**Problem**
Nothing may be dropped or altered: reproduce all the data.
━━━ Dataset content ━━━
PR #2070, opened 2026-06-01
feat(vault): approval origin tracking + flag-gated operator-verified mint gate (hard-boundary PR 1)

mekenthompson:
**PR ① of the vault-approval hard-boundary RFC (#2069).** Inert foundation — default-OFF flag, zero behaviour change until PR ② (host verifier) + PR ③ (flip).

## Why
Posture-attested `mint_grant` proves nothing about an operator tapping — claude shares the per-agent socket with the gateway, so it can self-mint. The kernel's consume/record are on that same socket too (only checks 'nonce belongs to my agent', kernel-server.ts:472), so the #833 kernel flip alone wouldn't close it. This lands the provenance + enforcement seam.

## Changes
- **kernel:** `origin` column on `approval_decisions` ('agent' default / 'operator'), idempotent migration, threaded through record/consumeAndRecord + `DecisionRow`/`getDecision`. **Server-set, never from the wire** — a per-agent record stays 'agent'; only the future host verifier sets 'operator'.
- **kernel:** pure `isOperatorVerifiedDecision()` predicate (operator-origin + agent-match + allow + unrevoked + unexpired).
- **broker:** behind `SWITCHROOM_REQUIRE_OPERATOR_APPROVAL_MINT` (**default off**), a posture mint must reference an `origin='operator'` decision via the new optional `decision_id`, else DENIED. Flag off ⇒ unchanged (existing posture happy-path test still green = backward-compat).

## Tests
13 new (origin plumbing, idempotent migration, the predicate's full truth table, broker gate denies the forgeable path). vitest/bun split wired. Full `vitest src/vault` (317) + bun approvals/broker (112) green; `npm run lint` clean (7 guards).

## Risk
Additive + inert. Flag stays OFF fleet-wide. No mint behaviour changes until PR ②/③.

## Next
PR ② — host-side approval verifier records `origin='operator'` on a claude-unreachable channel (dedicated approval bot per RFC §4.1-A). PR ③ — flip the flag, monitored roll.


mekenthompson:
APPROVE

PR ① of the #2069 hard-boundary RFC. Inert, additive, fail-closed foundation — verified every security-critical invariant against the checked-out branch:

- **origin is server-set, never from the wire** — `MintGrantRequestSchema` adds only `decision_id: z.string().optional()` (protocol.ts:341), NOT `origin`. `recordDecision` defaults `input.origin ?? 'agent'` (kernel.ts:234) and `consumeAndRecord` threads it through (kernel.ts:561). Critically, `kernel-server.ts` has **zero** `origin` references — confirmed by grep — so the per-agent-socket `approval_record`/`consumeAndRecord` path cannot set `origin='operator'`. That is the whole security premise and it holds: nothing claude can reach mints an operator-origin decision in this PR.
- **Gate is on the posture path only, mint_grant only** — the block (server.ts:2076-2079) sits inside the `attest_via_posture === true` branch (opened at server.ts:1942) and guards on `req.op === 'mint_grant'`. The passphrase-attested and operator-socket CLI mint paths are untouched. Matches RFC §4.2.
- **Fail-closed throughout** — `isOperatorVerifiedDecision` (kernel.ts:268) returns false on null, non-operator origin, agent mismatch, deny/deny_perm, revoked, or expired TTL. The broker passes `agentName ?? ''` (server.ts:459), so a missing agent identity yields `agent_unit === ''` → no match → DENIED. The new test asserts both the deny audit row and that the allow path is never reached (server-mint-grant-posture-attest.test.ts:389-420).
- **Migration is idempotent** — `CREATE TABLE IF NOT EXISTS` (schema.ts:36) carries `origin TEXT NOT NULL DEFAULT 'agent'` for fresh DBs; the guarded `PRAGMA table_info` + `ALTER ADD COLUMN` (schema.ts:311-318) covers pre-existing DBs without throwing. Pre-existing decisions read as `origin='agent'` → fail-closed for the new gate, which is correct.
- **Backward-compat** — `beforeEach` deletes `SWITCHROOM_REQUIRE_OPERATOR_APPROVAL_MINT` (test:363-364) so the existing posture happy-path test stays green with the flag off; flag is default-OFF in code (server.ts:452), so no mint behaviour changes until PR ②/③.
- vitest/bun split correctly wired (`approval-origin.test.ts` added to test:bun and to vitest.config exclude — package.json:10, vitest.config.ts:491; it imports `bun:sqlite`).

No blockers. The predicate's truth table, origin plumbing, idempotent migration, and the broker deny-path are all covered by the 13 new tests.

Watch item for PR ② (not a blocker here — the gate is inert): `isOperatorVerifiedDecision` checks revoked/expired but not single-use-per-mint, and the broker reads the decision via `getDecision` without consuming it on mint. Once the host verifier produces real `origin='operator'` decisions, an `allow_always`/unexpired `allow_ttl` decision could be referenced by more than one `mint_grant` call within its validity window. PR ② should bind an operator-verified decision single-use to one mint (consume-on-mint, or a `last_used_at`/minted-grant check) so a verified tap can't be replayed across multiple mints.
━━━
**Response to the exercise**
PR #2070, opened 2026-06-01
feat(vault): approval origin tracking + flag-gated operator-verified mint gate (hard-boundary PR 1)

mekenthompson:
**PR ① of the vault-approval hard-boundary RFC (#2069).** Inert foundation — default-OFF flag, zero behaviour change until PR ② (host verifier) + PR ③ (flip).

## Why
Posture-attested `mint_grant` proves nothing about an operator tapping — claude shares the per-agent socket with the gateway, so it can self-mint. The kernel's consume/record are on that same socket too (only checks 'nonce belongs to my agent', kernel-server.ts:472), so the #833 kernel flip alone wouldn't close it. This lands the provenance + enforcement seam.

## Changes
- **kernel:** `origin` column on `approval_decisions` ('agent' default / 'operator'), idempotent migration, threaded through record/consumeAndRecord + `DecisionRow`/`getDecision`. **Server-set, never from the wire** — a per-agent record stays 'agent'; only the future host verifier sets 'operator'.
- **kernel:** pure `isOperatorVerifiedDecision()` predicate (operator-origin + agent-match + allow + unrevoked + unexpired).
- **broker:** behind `SWITCHROOM_REQUIRE_OPERATOR_APPROVAL_MINT` (**default off**), a posture mint must reference an `origin='operator'` decision via the new optional `decision_id`, else DENIED. Flag off ⇒ unchanged (existing posture happy-path test still green = backward-compat).

## Tests
13 new (origin plumbing, idempotent migration, the predicate's full truth table, broker gate denies the forgeable path). vitest/bun split wired. Full `vitest src/vault` (317) + bun approvals/broker (112) green; `npm run lint` clean (7 guards).

## Risk
Additive + inert. Flag stays OFF fleet-wide. No mint behaviour changes until PR ②/③.

## Next
PR ② — host-side approval verifier records `origin='operator'` on a claude-unreachable channel (dedicated approval bot per RFC §4.1-A). PR ③ — flip the flag, monitored roll.


mekenthompson:
APPROVE

PR ① of the #2069 hard-boundary RFC. Inert, additive, fail-closed foundation — verified every security-critical invariant against the checked-out branch:

- **origin is server-set, never from the wire** — `MintGrantRequestSchema` adds only `decision_id: z.string().optional()` (protocol.ts:341), NOT `origin`. `recordDecision` defaults `input.origin ?? 'agent'` (kernel.ts:234) and `consumeAndRecord` threads it through (kernel.ts:561). Critically, `kernel-server.ts` has **zero** `origin` references — confirmed by grep — so the per-agent-socket `approval_record`/`consumeAndRecord` path cannot set `origin='operator'`. That is the whole security premise and it holds: nothing claude can reach mints an operator-origin decision in this PR.
- **Gate is on the posture path only, mint_grant only** — the block (server.ts:2076-2079) sits inside the `attest_via_posture === true` branch (opened at server.ts:1942) and guards on `req.op === 'mint_grant'`. The passphrase-attested and operator-socket CLI mint paths are untouched. Matches RFC §4.2.
- **Fail-closed throughout** — `isOperatorVerifiedDecision` (kernel.ts:268) returns false on null, non-operator origin, agent mismatch, deny/deny_perm, revoked, or expired TTL. The broker passes `agentName ?? ''` (server.ts:459), so a missing agent identity yields `agent_unit === ''` → no match → DENIED. The new test asserts both the deny audit row and that the allow path is never reached (server-mint-grant-posture-attest.test.ts:389-420).
- **Migration is idempotent** — `CREATE TABLE IF NOT EXISTS` (schema.ts:36) carries `origin TEXT NOT NULL DEFAULT 'agent'` for fresh DBs; the guarded `PRAGMA table_info` + `ALTER ADD COLUMN` (schema.ts:311-318) covers pre-existing DBs without throwing. Pre-existing decisions read as `origin='agent'` → fail-closed for the new gate, which is correct.
- **Backward-compat** — `beforeEach` deletes `SWITCHROOM_REQUIRE_OPERATOR_APPROVAL_MINT` (test:363-364) so the existing posture happy-path test stays green with the flag off; flag is default-OFF in code (server.ts:452), so no mint behaviour changes until PR ②/③.
- vitest/bun split correctly wired (`approval-origin.test.ts` added to test:bun and to vitest.config exclude — package.json:10, vitest.config.ts:491; it imports `bun:sqlite`).

No blockers. The predicate's truth table, origin plumbing, idempotent migration, and the broker deny-path are all covered by the 13 new tests.

Watch item for PR ② (not a blocker here — the gate is inert): `isOperatorVerifiedDecision` checks revoked/expired but not single-use-per-mint, and the broker reads the decision via `getDecision` without consuming it on mint. Once the host verifier produces real `origin='operator'` decisions, an `allow_always`/unexpired `allow_ttl` decision could be referenced by more than one `mint_grant` call within its validity window. PR ② should bind an operator-verified decision single-use to one mint (consume-on-mint, or a `last_used_at`/minted-grant check) so a verified tap can't be replayed across multiple mints.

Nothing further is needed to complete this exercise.